* **What this task involves**
Copy out every line below without alteration.

* **Provided records**
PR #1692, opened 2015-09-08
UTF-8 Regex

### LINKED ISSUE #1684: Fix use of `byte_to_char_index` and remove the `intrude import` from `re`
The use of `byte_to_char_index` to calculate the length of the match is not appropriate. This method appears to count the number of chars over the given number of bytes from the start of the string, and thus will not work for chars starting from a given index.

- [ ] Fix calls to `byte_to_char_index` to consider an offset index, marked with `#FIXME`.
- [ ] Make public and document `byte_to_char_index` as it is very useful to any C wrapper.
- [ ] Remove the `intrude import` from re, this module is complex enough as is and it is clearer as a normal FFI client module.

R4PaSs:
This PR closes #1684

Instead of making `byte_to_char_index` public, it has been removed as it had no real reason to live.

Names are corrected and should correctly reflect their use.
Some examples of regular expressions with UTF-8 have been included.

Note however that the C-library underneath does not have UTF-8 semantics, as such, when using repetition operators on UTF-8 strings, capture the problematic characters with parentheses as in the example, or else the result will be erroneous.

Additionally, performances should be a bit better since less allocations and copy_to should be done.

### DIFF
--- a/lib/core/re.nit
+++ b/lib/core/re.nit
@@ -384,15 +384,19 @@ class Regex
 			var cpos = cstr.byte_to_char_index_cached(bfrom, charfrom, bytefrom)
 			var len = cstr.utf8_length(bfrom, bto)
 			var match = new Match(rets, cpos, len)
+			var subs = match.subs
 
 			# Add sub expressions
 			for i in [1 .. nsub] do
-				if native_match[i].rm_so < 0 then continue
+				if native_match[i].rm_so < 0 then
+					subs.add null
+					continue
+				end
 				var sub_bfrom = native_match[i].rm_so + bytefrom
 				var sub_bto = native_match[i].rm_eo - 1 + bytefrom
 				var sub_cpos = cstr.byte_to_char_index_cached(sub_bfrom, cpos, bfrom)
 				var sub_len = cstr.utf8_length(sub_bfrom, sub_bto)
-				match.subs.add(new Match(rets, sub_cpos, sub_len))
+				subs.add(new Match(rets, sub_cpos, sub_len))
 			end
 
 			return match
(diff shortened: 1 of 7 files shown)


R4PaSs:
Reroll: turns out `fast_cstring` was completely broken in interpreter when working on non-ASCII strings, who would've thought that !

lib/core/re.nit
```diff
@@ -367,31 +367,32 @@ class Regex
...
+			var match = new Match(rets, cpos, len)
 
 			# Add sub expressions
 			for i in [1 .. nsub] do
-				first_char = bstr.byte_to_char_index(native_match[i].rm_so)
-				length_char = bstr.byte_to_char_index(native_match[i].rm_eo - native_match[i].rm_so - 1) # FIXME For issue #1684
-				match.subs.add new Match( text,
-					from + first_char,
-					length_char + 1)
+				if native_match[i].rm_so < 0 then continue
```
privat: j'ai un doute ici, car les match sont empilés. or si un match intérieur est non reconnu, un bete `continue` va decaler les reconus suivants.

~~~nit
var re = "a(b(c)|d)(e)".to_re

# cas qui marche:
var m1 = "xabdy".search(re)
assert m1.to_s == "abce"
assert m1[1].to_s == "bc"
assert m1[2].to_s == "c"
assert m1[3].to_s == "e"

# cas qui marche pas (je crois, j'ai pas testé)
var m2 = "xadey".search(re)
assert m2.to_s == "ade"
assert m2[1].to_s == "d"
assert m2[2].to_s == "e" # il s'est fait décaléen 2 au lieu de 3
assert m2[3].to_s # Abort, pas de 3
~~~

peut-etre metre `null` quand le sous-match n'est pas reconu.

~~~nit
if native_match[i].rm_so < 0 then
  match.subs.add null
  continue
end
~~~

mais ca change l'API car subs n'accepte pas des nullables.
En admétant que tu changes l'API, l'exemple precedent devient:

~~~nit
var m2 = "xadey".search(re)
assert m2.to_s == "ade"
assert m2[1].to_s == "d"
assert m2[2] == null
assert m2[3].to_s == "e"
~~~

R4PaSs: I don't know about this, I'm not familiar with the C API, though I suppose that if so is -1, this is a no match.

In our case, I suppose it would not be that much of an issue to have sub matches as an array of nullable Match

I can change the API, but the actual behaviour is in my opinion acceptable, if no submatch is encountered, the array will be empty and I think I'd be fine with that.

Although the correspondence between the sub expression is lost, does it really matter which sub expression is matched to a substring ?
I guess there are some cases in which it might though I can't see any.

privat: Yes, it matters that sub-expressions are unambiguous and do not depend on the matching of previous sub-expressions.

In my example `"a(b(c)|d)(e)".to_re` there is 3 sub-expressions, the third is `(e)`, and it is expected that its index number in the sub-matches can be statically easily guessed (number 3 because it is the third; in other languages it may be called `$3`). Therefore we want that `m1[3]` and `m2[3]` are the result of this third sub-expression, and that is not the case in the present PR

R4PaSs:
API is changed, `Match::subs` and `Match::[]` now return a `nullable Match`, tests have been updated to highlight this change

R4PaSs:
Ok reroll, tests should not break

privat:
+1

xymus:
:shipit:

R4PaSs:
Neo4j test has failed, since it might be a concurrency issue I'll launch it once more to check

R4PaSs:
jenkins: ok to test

* **Answer to the exercise**
PR #1692, opened 2015-09-08
UTF-8 Regex

### LINKED ISSUE #1684: Fix use of `byte_to_char_index` and remove the `intrude import` from `re`
The use of `byte_to_char_index` to calculate the length of the match is not appropriate. This method appears to count the number of chars over the given number of bytes from the start of the string, and thus will not work for chars starting from a given index.

- [ ] Fix calls to `byte_to_char_index` to consider an offset index, marked with `#FIXME`.
- [ ] Make public and document `byte_to_char_index` as it is very useful to any C wrapper.
- [ ] Remove the `intrude import` from re, this module is complex enough as is and it is clearer as a normal FFI client module.

R4PaSs:
This PR closes #1684

Instead of making `byte_to_char_index` public, it has been removed as it had no real reason to live.

Names are corrected and should correctly reflect their use.
Some examples of regular expressions with UTF-8 have been included.

Note however that the C-library underneath does not have UTF-8 semantics, as such, when using repetition operators on UTF-8 strings, capture the problematic characters with parentheses as in the example, or else the result will be erroneous.

Additionally, performances should be a bit better since less allocations and copy_to should be done.

### DIFF
--- a/lib/core/re.nit
+++ b/lib/core/re.nit
@@ -384,15 +384,19 @@ class Regex
 			var cpos = cstr.byte_to_char_index_cached(bfrom, charfrom, bytefrom)
 			var len = cstr.utf8_length(bfrom, bto)
 			var match = new Match(rets, cpos, len)
+			var subs = match.subs
 
 			# Add sub expressions
 			for i in [1 .. nsub] do
-				if native_match[i].rm_so < 0 then continue
+				if native_match[i].rm_so < 0 then
+					subs.add null
+					continue
+				end
 				var sub_bfrom = native_match[i].rm_so + bytefrom
 				var sub_bto = native_match[i].rm_eo - 1 + bytefrom
 				var sub_cpos = cstr.byte_to_char_index_cached(sub_bfrom, cpos, bfrom)
 				var sub_len = cstr.utf8_length(sub_bfrom, sub_bto)
-				match.subs.add(new Match(rets, sub_cpos, sub_len))
+				subs.add(new Match(rets, sub_cpos, sub_len))
 			end
 
 			return match
(diff shortened: 1 of 7 files shown)


R4PaSs:
Reroll: turns out `fast_cstring` was completely broken in interpreter when working on non-ASCII strings, who would've thought that !

lib/core/re.nit
```diff
@@ -367,31 +367,32 @@ class Regex
...
+			var match = new Match(rets, cpos, len)
 
 			# Add sub expressions
 			for i in [1 .. nsub] do
-				first_char = bstr.byte_to_char_index(native_match[i].rm_so)
-				length_char = bstr.byte_to_char_index(native_match[i].rm_eo - native_match[i].rm_so - 1) # FIXME For issue #1684
-				match.subs.add new Match( text,
-					from + first_char,
-					length_char + 1)
+				if native_match[i].rm_so < 0 then continue
```
privat: j'ai un doute ici, car les match sont empilés. or si un match intérieur est non reconnu, un bete `continue` va decaler les reconus suivants.

~~~nit
var re = "a(b(c)|d)(e)".to_re

# cas qui marche:
var m1 = "xabdy".search(re)
assert m1.to_s == "abce"
assert m1[1].to_s == "bc"
assert m1[2].to_s == "c"
assert m1[3].to_s == "e"

# cas qui marche pas (je crois, j'ai pas testé)
var m2 = "xadey".search(re)
assert m2.to_s == "ade"
assert m2[1].to_s == "d"
assert m2[2].to_s == "e" # il s'est fait décaléen 2 au lieu de 3
assert m2[3].to_s # Abort, pas de 3
~~~

peut-etre metre `null` quand le sous-match n'est pas reconu.

~~~nit
if native_match[i].rm_so < 0 then
  match.subs.add null
  continue
end
~~~

mais ca change l'API car subs n'accepte pas des nullables.
En admétant que tu changes l'API, l'exemple precedent devient:

~~~nit
var m2 = "xadey".search(re)
assert m2.to_s == "ade"
assert m2[1].to_s == "d"
assert m2[2] == null
assert m2[3].to_s == "e"
~~~

R4PaSs: I don't know about this, I'm not familiar with the C API, though I suppose that if so is -1, this is a no match.

In our case, I suppose it would not be that much of an issue to have sub matches as an array of nullable Match

I can change the API, but the actual behaviour is in my opinion acceptable, if no submatch is encountered, the array will be empty and I think I'd be fine with that.

Although the correspondence between the sub expression is lost, does it really matter which sub expression is matched to a substring ?
I guess there are some cases in which it might though I can't see any.

privat: Yes, it matters that sub-expressions are unambiguous and do not depend on the matching of previous sub-expressions.

In my example `"a(b(c)|d)(e)".to_re` there is 3 sub-expressions, the third is `(e)`, and it is expected that its index number in the sub-matches can be statically easily guessed (number 3 because it is the third; in other languages it may be called `$3`). Therefore we want that `m1[3]` and `m2[3]` are the result of this third sub-expression, and that is not the case in the present PR

R4PaSs:
API is changed, `Match::subs` and `Match::[]` now return a `nullable Match`, tests have been updated to highlight this change

R4PaSs:
Ok reroll, tests should not break

privat:
+1

xymus:
:shipit:

R4PaSs:
Neo4j test has failed, since it might be a concurrency issue I'll launch it once more to check

R4PaSs:
jenkins: ok to test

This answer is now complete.